GOAL OF THE EXERCISE » Type out every entry again, character for character.

╭──

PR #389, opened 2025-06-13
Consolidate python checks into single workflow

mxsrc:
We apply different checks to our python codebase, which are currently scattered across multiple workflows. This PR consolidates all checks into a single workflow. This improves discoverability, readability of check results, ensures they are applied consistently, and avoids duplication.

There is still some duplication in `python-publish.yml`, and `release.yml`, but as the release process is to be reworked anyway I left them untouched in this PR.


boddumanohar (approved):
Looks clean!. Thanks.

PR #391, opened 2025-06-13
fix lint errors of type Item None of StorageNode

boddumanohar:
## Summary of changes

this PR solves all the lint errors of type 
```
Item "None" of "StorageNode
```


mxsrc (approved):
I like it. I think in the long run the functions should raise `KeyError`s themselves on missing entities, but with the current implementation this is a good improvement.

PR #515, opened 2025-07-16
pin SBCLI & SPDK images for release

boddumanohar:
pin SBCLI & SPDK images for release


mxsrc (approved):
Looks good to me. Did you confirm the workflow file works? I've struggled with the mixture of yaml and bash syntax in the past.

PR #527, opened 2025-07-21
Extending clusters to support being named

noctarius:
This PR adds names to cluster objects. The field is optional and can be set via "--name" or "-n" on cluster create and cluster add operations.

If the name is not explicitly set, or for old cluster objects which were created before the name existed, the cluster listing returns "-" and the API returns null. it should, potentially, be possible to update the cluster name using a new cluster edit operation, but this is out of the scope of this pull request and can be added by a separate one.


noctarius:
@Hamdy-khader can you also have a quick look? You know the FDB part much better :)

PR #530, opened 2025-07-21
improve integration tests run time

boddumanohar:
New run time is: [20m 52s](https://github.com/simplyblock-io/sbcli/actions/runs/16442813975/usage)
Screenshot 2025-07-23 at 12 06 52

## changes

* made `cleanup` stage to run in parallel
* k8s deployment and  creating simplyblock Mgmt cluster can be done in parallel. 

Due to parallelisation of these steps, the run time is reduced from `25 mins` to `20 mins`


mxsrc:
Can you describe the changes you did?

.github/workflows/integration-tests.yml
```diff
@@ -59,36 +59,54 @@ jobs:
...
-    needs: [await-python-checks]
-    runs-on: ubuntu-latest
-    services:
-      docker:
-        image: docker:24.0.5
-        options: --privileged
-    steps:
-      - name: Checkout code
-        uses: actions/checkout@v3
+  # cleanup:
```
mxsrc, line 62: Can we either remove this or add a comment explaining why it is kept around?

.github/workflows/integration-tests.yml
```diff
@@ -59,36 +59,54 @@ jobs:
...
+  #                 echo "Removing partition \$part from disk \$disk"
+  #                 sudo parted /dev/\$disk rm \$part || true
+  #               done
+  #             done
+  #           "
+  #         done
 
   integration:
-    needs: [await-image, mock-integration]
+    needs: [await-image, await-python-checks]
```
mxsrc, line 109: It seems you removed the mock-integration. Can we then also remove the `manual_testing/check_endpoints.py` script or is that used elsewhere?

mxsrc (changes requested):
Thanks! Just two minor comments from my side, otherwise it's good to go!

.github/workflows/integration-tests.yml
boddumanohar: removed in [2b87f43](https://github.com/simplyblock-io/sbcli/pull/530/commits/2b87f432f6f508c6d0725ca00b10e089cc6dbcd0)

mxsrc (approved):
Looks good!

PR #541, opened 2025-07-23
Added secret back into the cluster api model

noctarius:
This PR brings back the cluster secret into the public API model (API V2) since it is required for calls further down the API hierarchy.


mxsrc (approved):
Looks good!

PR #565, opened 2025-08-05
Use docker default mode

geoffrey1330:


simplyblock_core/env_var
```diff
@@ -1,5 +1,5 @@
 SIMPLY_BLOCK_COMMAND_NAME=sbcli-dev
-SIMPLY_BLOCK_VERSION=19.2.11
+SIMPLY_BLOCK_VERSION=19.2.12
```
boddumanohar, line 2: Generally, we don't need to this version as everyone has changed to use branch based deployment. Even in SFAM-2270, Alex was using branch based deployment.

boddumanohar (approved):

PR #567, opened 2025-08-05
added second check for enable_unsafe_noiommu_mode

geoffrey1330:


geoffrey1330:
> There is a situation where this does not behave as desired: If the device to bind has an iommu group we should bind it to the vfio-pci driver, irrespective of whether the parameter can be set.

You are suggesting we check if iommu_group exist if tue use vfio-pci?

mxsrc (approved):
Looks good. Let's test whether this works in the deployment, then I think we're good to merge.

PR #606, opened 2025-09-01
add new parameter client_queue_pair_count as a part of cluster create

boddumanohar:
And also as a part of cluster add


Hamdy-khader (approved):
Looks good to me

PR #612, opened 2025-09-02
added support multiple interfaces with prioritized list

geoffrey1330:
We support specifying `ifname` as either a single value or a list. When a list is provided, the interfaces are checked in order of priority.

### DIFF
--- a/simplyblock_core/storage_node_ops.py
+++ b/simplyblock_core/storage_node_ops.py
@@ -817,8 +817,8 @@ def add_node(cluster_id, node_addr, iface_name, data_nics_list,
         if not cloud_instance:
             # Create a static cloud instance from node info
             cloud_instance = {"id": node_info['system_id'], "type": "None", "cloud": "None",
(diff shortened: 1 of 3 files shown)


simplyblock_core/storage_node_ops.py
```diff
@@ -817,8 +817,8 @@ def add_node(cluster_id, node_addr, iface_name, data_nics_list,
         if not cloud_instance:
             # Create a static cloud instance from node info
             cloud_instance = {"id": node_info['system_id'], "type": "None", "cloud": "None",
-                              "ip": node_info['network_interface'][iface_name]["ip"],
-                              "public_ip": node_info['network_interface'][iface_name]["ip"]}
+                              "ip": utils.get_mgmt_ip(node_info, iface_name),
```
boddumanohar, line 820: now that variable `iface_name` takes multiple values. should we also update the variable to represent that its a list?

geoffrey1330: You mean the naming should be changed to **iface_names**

╰──

RESULT BELOW »
PR #389, opened 2025-06-13
Consolidate python checks into single workflow

mxsrc:
We apply different checks to our python codebase, which are currently scattered across multiple workflows. This PR consolidates all checks into a single workflow. This improves discoverability, readability of check results, ensures they are applied consistently, and avoids duplication.

There is still some duplication in `python-publish.yml`, and `release.yml`, but as the release process is to be reworked anyway I left them untouched in this PR.


boddumanohar (approved):
Looks clean!. Thanks.

PR #391, opened 2025-06-13
fix lint errors of type Item None of StorageNode

boddumanohar:
## Summary of changes

this PR solves all the lint errors of type 
```
Item "None" of "StorageNode
```


mxsrc (approved):
I like it. I think in the long run the functions should raise `KeyError`s themselves on missing entities, but with the current implementation this is a good improvement.

PR #515, opened 2025-07-16
pin SBCLI & SPDK images for release

boddumanohar:
pin SBCLI & SPDK images for release


mxsrc (approved):
Looks good to me. Did you confirm the workflow file works? I've struggled with the mixture of yaml and bash syntax in the past.

PR #527, opened 2025-07-21
Extending clusters to support being named

noctarius:
This PR adds names to cluster objects. The field is optional and can be set via "--name" or "-n" on cluster create and cluster add operations.

If the name is not explicitly set, or for old cluster objects which were created before the name existed, the cluster listing returns "-" and the API returns null. it should, potentially, be possible to update the cluster name using a new cluster edit operation, but this is out of the scope of this pull request and can be added by a separate one.


noctarius:
@Hamdy-khader can you also have a quick look? You know the FDB part much better :)

PR #530, opened 2025-07-21
improve integration tests run time

boddumanohar:
New run time is: [20m 52s](https://github.com/simplyblock-io/sbcli/actions/runs/16442813975/usage)
Screenshot 2025-07-23 at 12 06 52

## changes

* made `cleanup` stage to run in parallel
* k8s deployment and  creating simplyblock Mgmt cluster can be done in parallel. 

Due to parallelisation of these steps, the run time is reduced from `25 mins` to `20 mins`


mxsrc:
Can you describe the changes you did?

.github/workflows/integration-tests.yml
```diff
@@ -59,36 +59,54 @@ jobs:
...
-    needs: [await-python-checks]
-    runs-on: ubuntu-latest
-    services:
-      docker:
-        image: docker:24.0.5
-        options: --privileged
-    steps:
-      - name: Checkout code
-        uses: actions/checkout@v3
+  # cleanup:
```
mxsrc, line 62: Can we either remove this or add a comment explaining why it is kept around?

.github/workflows/integration-tests.yml
```diff
@@ -59,36 +59,54 @@ jobs:
...
+  #                 echo "Removing partition \$part from disk \$disk"
+  #                 sudo parted /dev/\$disk rm \$part || true
+  #               done
+  #             done
+  #           "
+  #         done
 
   integration:
-    needs: [await-image, mock-integration]
+    needs: [await-image, await-python-checks]
```
mxsrc, line 109: It seems you removed the mock-integration. Can we then also remove the `manual_testing/check_endpoints.py` script or is that used elsewhere?

mxsrc (changes requested):
Thanks! Just two minor comments from my side, otherwise it's good to go!

.github/workflows/integration-tests.yml
boddumanohar: removed in [2b87f43](https://github.com/simplyblock-io/sbcli/pull/530/commits/2b87f432f6f508c6d0725ca00b10e089cc6dbcd0)

mxsrc (approved):
Looks good!

PR #541, opened 2025-07-23
Added secret back into the cluster api model

noctarius:
This PR brings back the cluster secret into the public API model (API V2) since it is required for calls further down the API hierarchy.


mxsrc (approved):
Looks good!

PR #565, opened 2025-08-05
Use docker default mode

geoffrey1330:


simplyblock_core/env_var
```diff
@@ -1,5 +1,5 @@
 SIMPLY_BLOCK_COMMAND_NAME=sbcli-dev
-SIMPLY_BLOCK_VERSION=19.2.11
+SIMPLY_BLOCK_VERSION=19.2.12
```
boddumanohar, line 2: Generally, we don't need to this version as everyone has changed to use branch based deployment. Even in SFAM-2270, Alex was using branch based deployment.

boddumanohar (approved):

PR #567, opened 2025-08-05
added second check for enable_unsafe_noiommu_mode

geoffrey1330:


geoffrey1330:
> There is a situation where this does not behave as desired: If the device to bind has an iommu group we should bind it to the vfio-pci driver, irrespective of whether the parameter can be set.

You are suggesting we check if iommu_group exist if tue use vfio-pci?

mxsrc (approved):
Looks good. Let's test whether this works in the deployment, then I think we're good to merge.

PR #606, opened 2025-09-01
add new parameter client_queue_pair_count as a part of cluster create

boddumanohar:
And also as a part of cluster add


Hamdy-khader (approved):
Looks good to me

PR #612, opened 2025-09-02
added support multiple interfaces with prioritized list

geoffrey1330:
We support specifying `ifname` as either a single value or a list. When a list is provided, the interfaces are checked in order of priority.

### DIFF
--- a/simplyblock_core/storage_node_ops.py
+++ b/simplyblock_core/storage_node_ops.py
@@ -817,8 +817,8 @@ def add_node(cluster_id, node_addr, iface_name, data_nics_list,
         if not cloud_instance:
             # Create a static cloud instance from node info
             cloud_instance = {"id": node_info['system_id'], "type": "None", "cloud": "None",
(diff shortened: 1 of 3 files shown)


simplyblock_core/storage_node_ops.py
```diff
@@ -817,8 +817,8 @@ def add_node(cluster_id, node_addr, iface_name, data_nics_list,
         if not cloud_instance:
             # Create a static cloud instance from node info
             cloud_instance = {"id": node_info['system_id'], "type": "None", "cloud": "None",
-                              "ip": node_info['network_interface'][iface_name]["ip"],
-                              "public_ip": node_info['network_interface'][iface_name]["ip"]}
+                              "ip": utils.get_mgmt_ip(node_info, iface_name),
```
boddumanohar, line 820: now that variable `iface_name` takes multiple values. should we also update the variable to represent that its a list?

geoffrey1330: You mean the naming should be changed to **iface_names**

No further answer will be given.